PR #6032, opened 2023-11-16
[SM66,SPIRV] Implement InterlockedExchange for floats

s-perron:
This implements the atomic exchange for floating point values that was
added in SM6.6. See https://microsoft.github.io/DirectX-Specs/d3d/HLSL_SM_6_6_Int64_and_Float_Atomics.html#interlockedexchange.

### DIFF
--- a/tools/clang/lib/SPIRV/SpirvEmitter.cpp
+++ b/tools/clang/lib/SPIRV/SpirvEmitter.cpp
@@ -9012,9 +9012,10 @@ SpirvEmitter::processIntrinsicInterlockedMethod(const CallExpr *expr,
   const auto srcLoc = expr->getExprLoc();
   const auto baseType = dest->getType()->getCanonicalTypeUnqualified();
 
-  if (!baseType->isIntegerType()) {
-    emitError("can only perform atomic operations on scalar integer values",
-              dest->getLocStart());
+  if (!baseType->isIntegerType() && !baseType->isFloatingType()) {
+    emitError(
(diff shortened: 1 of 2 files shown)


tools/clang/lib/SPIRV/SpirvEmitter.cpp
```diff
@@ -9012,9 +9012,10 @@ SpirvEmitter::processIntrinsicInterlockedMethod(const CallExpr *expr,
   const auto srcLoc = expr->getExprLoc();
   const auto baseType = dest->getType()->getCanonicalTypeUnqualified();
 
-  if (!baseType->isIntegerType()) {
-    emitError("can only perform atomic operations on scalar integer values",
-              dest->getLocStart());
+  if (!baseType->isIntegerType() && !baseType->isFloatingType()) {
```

☆ ☆ ☆ ☆

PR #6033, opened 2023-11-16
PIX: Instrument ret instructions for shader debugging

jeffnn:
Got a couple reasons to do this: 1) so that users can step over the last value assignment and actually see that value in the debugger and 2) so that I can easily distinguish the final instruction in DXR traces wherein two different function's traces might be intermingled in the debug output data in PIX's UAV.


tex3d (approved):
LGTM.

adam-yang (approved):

☆ ☆ ☆ ☆

**Task instructions:**
Throughout the data above, copy all lines where the word "that" is found.

**Response to this exercise:**
This implements the atomic exchange for floating point values that was
Got a couple reasons to do this: 1) so that users can step over the last value assignment and actually see that value in the debugger and 2) so that I can easily distinguish the final instruction in DXR traces wherein two different function's traces might be intermingled in the debug output data in PIX's UAV.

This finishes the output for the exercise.